Il privilégie le rapprochement
avec la Turquie, qu'il visite secrètement en 1958 à l'invitation
du Premier ministre turc de l'époque Adnan Menderes. Pendant cette visite, un accord sur la
coopération économique et militaire est signé entre les deux pays.
Le départ du pouvoir 1963
En
1963, Ben Gourion démissionne de nouveau.
Marginalisé au sein du
Mapaï, son propre parti, il crée en 1965 le Rafi. Cette
création est un échec partiel. Le parti obtient 7,9 % et 10 sièges
aux élections de 1965. Le score n'est pas mauvais, mais insuffisant pour permettre à Ben
Gourion de revenir au pouvoir.
En 1968, il accepte la
réunification du Rafi avec le Mapaï et le Achdut Ha'avoda,
une autre dissidence du Mapaï, qui datait, elle, de 1944. Cette
réunification reconstitue le Mapaï dans son périmètre politique de
1930,
mais sous le nouveau nom de Parti Travailliste.
Ben Gourion reste membre de la
Knesset jusqu'en 1970. Il prend sa retraite à 84 ans, et meurt en
1973. Il est enterré au Kibboutz de Sdé-Boker, dans le
cadre grandiose d'un canyon du Neguev.
Sa
personnalité
David Ben Gourion était un brillant orateur. De petite taille,
il avait un fort charisme personnel.
Gros travailleur, autoritaire, c'était aussi un énorme lecteur.
Sa bibliothèque comptait une vingtaine de milliers de livres. Ben
Gourion apprit ainsi le
grec classique pour pouvoir lire
Platon dans le texte. Son journal personnel compte des
centaines de milliers de pages.
En 1966,
l'historien Michel Bar-Zohar écrit « David Ben Gourion est un
homme solitaire. Il est plus facile de l'admirer que de l'aimer.
Il ignore le geste humain, le sourire chaleureux, le mot amical.
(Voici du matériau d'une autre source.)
PR #55, opened 2020-03-30
HBASE-24039 

richardantal:
HBCK2 feature negotiation to check what commands are supported

### DIFF
--- a/hbase-hbck2/src/main/java/org/apache/hbase/HBCK2.java
+++ b/hbase-hbck2/src/main/java/org/apache/hbase/HBCK2.java
@@ -21,8 +21,10 @@ import java.io.IOException;
 import java.io.InputStream;
 import java.io.PrintWriter;
 import java.io.StringWriter;
+import java.lang.reflect.Method;
 import java.util.ArrayList;
 import java.util.Arrays;
+import java.util.Collections;
 import java.util.EnumSet;
 import java.util.HashMap;
 import java.util.List;
@@ -94,6 +96,15 @@ public class HBCK2 extends Configured implements org.apache.hadoop.util.Tool {
   private static final String SET_REGION_STATE = "setRegionState";
   private static final String SCHEDULE_RECOVERIES = "scheduleRecoveries";
   private static final String FIX_META = "fixMeta";
+  // TODO update this map in case of the name of a method changes in Hbck interface
+  //  in org.apache.hadoop.hbase.client package. Or a new command is added and the hbck command
+  //  does not equals to the method name in Hbck interface.
+  private static final Map<String, List<String> > FUNCTION_NAME_MAP =
+          Collections.unmodifiableMap(new HashMap<String, List<String>>() {{
+              put(SET_TABLE_STATE, Arrays.asList("setTableStateInMeta"));
+              put(BYPASS, Arrays.asList("bypassProcedure"));
+              put(SCHEDULE_RECOVERIES, Arrays.asList("scheduleServerCrashProcedure",
+                      "scheduleServerCrashProcedures")); }});
 
   private static final String ADD_MISSING_REGIONS_IN_META_FOR_TABLES =
     "addFsRegionsMissingInMeta";
@@ -130,6 +141,20 @@ public class HBCK2 extends Configured implements org.apache.hadoop.util.Tool {
             serverVersion + "; needs at least a server that matches or exceeds " +
             Arrays.toString(thresholdVersions));
       }
+    }
+  }
+
+  void checkFunctionSupported(ClusterConnection connection, String cmd) throws IOException {
+    if (skipCheck) {
+      LOG.info("Skipped {} command version check; 'skip' set", cmd);
+      return;
+    }
+    List<Method> methods = Arrays.asList(connection.getHbck().getClass().getDeclaredMethods());
+    List<String> finalCmds = FUNCTION_NAME_MAP.getOrDefault(cmd, Collections.singletonList(cmd));
+    boolean supported = methods.stream().anyMatch(method ->  finalCmds.contains(method.getName()));
+    if (!supported) {
+      throw new UnsupportedOperationException("This HBase cluster does not support command: "
+              + cmd);
     }
   }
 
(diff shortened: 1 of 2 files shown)


petersomogyi:
retest build

petersomogyi:
retest build

hbase-hbck2/src/main/java/org/apache/hbase/HBCK2.java
```diff
@@ -133,6 +140,19 @@ void checkHBCKSupport(ClusterConnection connection, String cmd, String ... suppo
     }
   }
 
+  void checkFunctionSupported(ClusterConnection connection, String cmd) throws IOException {
```
petersomogyi: With the introduction of this new method can we also remove `checkHBCKSupport`? As I see it is still used in `SET_REGION_STATE`, `FILESYSTEM` and `REPLICATION` commands.

hbase-hbck2/src/main/java/org/apache/hbase/HBCK2.java
```diff
@@ -102,6 +104,11 @@
   private Configuration conf;
   static final String [] MINIMUM_HBCK2_VERSION = {"2.0.3", "2.1.1", "2.2.0", "3.0.0"};
   private boolean skipCheck = false;
+  static final Map<String, List<String> > functionNameMap = new HashMap<String, List<String>>() {{
```
petersomogyi: Can you comment here or to the `checkFunctionSupported` method when this map needs to be updated?

hbase-hbck2/src/main/java/org/apache/hbase/HBCK2.java
```diff
@@ -102,6 +104,11 @@
   private Configuration conf;
   static final String [] MINIMUM_HBCK2_VERSION = {"2.0.3", "2.1.1", "2.2.0", "3.0.0"};
```
petersomogyi: Can this be removed?

hbase-hbck2/src/main/java/org/apache/hbase/HBCK2.java
richardantal: The above mentioned functions don't call any method in hbck so I can not do the same check in those cases.
I would stick with the original checkHBCKSupport function call that we used before.

hbase-hbck2/src/main/java/org/apache/hbase/HBCK2.java
richardantal: In case of in Hbck interface in org.apache.hadoop.hbase.client package, the name of the method changes. (Can be because of Deprecation or refactoring.) 
I will write it to checkFunctionSupported as well.

hbase-hbck2/src/main/java/org/apache/hbase/HBCK2.java
richardantal: checkHBCKSupport is using it and I would get rid of that method yet.

petersomogyi:
@saintstack What you think about this way of compatibility check?

hbase-hbck2/src/main/java/org/apache/hbase/HBCK2.java
```diff
@@ -102,6 +104,14 @@
...
   private boolean skipCheck = false;
+  static final Map<String, List<String> > functionNameMap = new HashMap<String, List<String>>() {{
```
joshelser, line 107: Can you move this Map creation into a static method, and then make it immutable (ala `Collections.unmodifiableMap()`), please?

hbase-hbck2/src/main/java/org/apache/hbase/HBCK2.java
```diff
@@ -133,6 +143,19 @@ void checkHBCKSupport(ClusterConnection connection, String cmd, String ... suppo
     }
   }
 
+  void checkFunctionSupported(ClusterConnection connection, String cmd) throws IOException {
+    if (skipCheck) {
+      LOG.info("Skipped {} command version check; 'skip' set", cmd);
+      return;
+    }
+    List<Method> methods = Arrays.asList(connection.getHbck().getClass().getDeclaredMethods());
```
joshelser, line 151: This is only checking what is defined in `Hbck` per the local environment. This might differ that the cluster's version.

e.g. a user has their personal computer with HBase 2.2.0 on it, but their cluster they're fixing has 2.2.2 on it.

I think this is OK to start with, but we might want to push some sort of RPC to get the available Hbck methods from the Master itself (when the master, of course, is up) as a future improvement.

saintstack:
@petersomogyi Missed your ping. Sorry.

Regards this approach, I didn't understand why when I saw the JIRA go by but the following rationale makes sense to me: "It is not that easy to decide if the command is supported or not when dealing with back-ported features." I could imagine someone doing loads of backports finding this handy so +1.

hbase-hbck2/src/main/java/org/apache/hbase/HBCK2.java
richardantal: I am not an expert in this topic but I think it does not makes sense to run hbck on personal computer to repair a remote HBase. The user should run hbck on the same computer where the problem is. (using ssh for example.) This way the program would get the jar with the correct version.

Anyway we can continue work on a follow up solution where we get methods from the Master itself.

hbase-hbck2/src/main/java/org/apache/hbase/HBCK2.java
```diff
@@ -133,6 +143,19 @@ void checkHBCKSupport(ClusterConnection connection, String cmd, String ... suppo
...
+    List<String> finalCmds = functionNameMap.getOrDefault(cmd, Collections.singletonList(cmd));
+    boolean supported = methods.stream().anyMatch(method ->  finalCmds.contains(method.getName()));
+    if (!supported) {
+      throw new UnsupportedOperationException("Unsupported command" + cmd);
```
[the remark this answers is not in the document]
richardantal: Thanks, I have changed the message.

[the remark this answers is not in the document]
richardantal: I think it is not that easy to remove the version check completely, as we talked about it.

petersomogyi:
retest build

petersomogyi:
The change looks good for me.

Could you fix these checkstyle issues? For some reason the build did not post back to GitHub. https://builds.apache.org/view/H-L/view/HBase/job/PreCommit-HBASE-OPERATOR-TOOLS-Build/169/HTML_20Report/

richardantal:
retest build

petersomogyi:
retest build

hbase-hbck2/src/main/java/org/apache/hbase/HBCK2.java
joshelser: We see this pretty often, actually. Folks will remain on a release line, either upstream releases or downstream re-packagings of those releases.

It would definitely be an improvement to get the discrete list of things that the server supports rather than guessing based on a version string. Like you say, that makes for good follow-on work.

Il ne sait pas extérioriser ses sentiments. […] ses ennemis sont
légion, de gauche et de droite. […] Lui aussi sait haïr, avec
ténacité, avec passion, jusqu'au bout. Sa haine contre les Etzel
(Irgoun) et son chef, Begin, est tenace. »
Ben Gourion est ainsi resté célèbre pour refuser presque
systématiquement d'appeler
Menahem Begin par son nom. À la Knesset, il utilisait des
périphrases comme « l'homme qui est assis à la droite du député
Baer ».
Ben Gourion a été élu par le
magazine Time comme l'une des 100 plus importantes
personnalités ayant influencé le XXe siècle.